Exercise instructions => When you answer, restate the entries below without altering anything.

Information provided =>
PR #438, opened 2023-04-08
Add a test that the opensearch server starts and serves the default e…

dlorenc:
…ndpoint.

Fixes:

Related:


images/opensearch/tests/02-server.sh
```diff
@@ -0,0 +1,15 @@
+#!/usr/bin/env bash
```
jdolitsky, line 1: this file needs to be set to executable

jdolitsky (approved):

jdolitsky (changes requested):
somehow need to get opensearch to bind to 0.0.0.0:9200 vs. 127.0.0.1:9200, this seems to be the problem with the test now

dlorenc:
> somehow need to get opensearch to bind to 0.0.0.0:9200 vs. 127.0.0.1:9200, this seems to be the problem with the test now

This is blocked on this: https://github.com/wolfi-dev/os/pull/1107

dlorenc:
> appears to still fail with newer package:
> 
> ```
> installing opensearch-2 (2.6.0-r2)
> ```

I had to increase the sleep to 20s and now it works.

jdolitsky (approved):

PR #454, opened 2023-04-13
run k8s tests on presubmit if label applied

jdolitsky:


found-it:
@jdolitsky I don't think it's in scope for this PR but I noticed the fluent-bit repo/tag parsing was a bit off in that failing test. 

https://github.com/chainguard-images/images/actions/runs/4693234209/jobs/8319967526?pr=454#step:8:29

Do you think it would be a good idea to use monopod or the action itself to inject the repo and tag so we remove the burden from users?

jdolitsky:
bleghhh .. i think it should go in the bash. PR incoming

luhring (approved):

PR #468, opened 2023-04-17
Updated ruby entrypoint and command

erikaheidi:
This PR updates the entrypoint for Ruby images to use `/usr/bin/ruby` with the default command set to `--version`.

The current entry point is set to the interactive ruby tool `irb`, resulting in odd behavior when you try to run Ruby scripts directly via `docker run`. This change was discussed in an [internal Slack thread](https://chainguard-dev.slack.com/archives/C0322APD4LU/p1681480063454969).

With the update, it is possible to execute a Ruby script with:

Exercise answer =>
PR #438, opened 2023-04-08
Add a test that the opensearch server starts and serves the default e…

dlorenc:
…ndpoint.

Fixes:

Related:


images/opensearch/tests/02-server.sh
```diff
@@ -0,0 +1,15 @@
+#!/usr/bin/env bash
```
jdolitsky, line 1: this file needs to be set to executable

jdolitsky (approved):

jdolitsky (changes requested):
somehow need to get opensearch to bind to 0.0.0.0:9200 vs. 127.0.0.1:9200, this seems to be the problem with the test now

dlorenc:
> somehow need to get opensearch to bind to 0.0.0.0:9200 vs. 127.0.0.1:9200, this seems to be the problem with the test now

This is blocked on this: https://github.com/wolfi-dev/os/pull/1107

dlorenc:
> appears to still fail with newer package:
> 
> ```
> installing opensearch-2 (2.6.0-r2)
> ```

I had to increase the sleep to 20s and now it works.

jdolitsky (approved):

PR #454, opened 2023-04-13
run k8s tests on presubmit if label applied

jdolitsky:


found-it:
@jdolitsky I don't think it's in scope for this PR but I noticed the fluent-bit repo/tag parsing was a bit off in that failing test. 

https://github.com/chainguard-images/images/actions/runs/4693234209/jobs/8319967526?pr=454#step:8:29

Do you think it would be a good idea to use monopod or the action itself to inject the repo and tag so we remove the burden from users?

jdolitsky:
bleghhh .. i think it should go in the bash. PR incoming

luhring (approved):

PR #468, opened 2023-04-17
Updated ruby entrypoint and command

erikaheidi:
This PR updates the entrypoint for Ruby images to use `/usr/bin/ruby` with the default command set to `--version`.

The current entry point is set to the interactive ruby tool `irb`, resulting in odd behavior when you try to run Ruby scripts directly via `docker run`. This change was discussed in an [internal Slack thread](https://chainguard-dev.slack.com/archives/C0322APD4LU/p1681480063454969).

With the update, it is possible to execute a Ruby script with:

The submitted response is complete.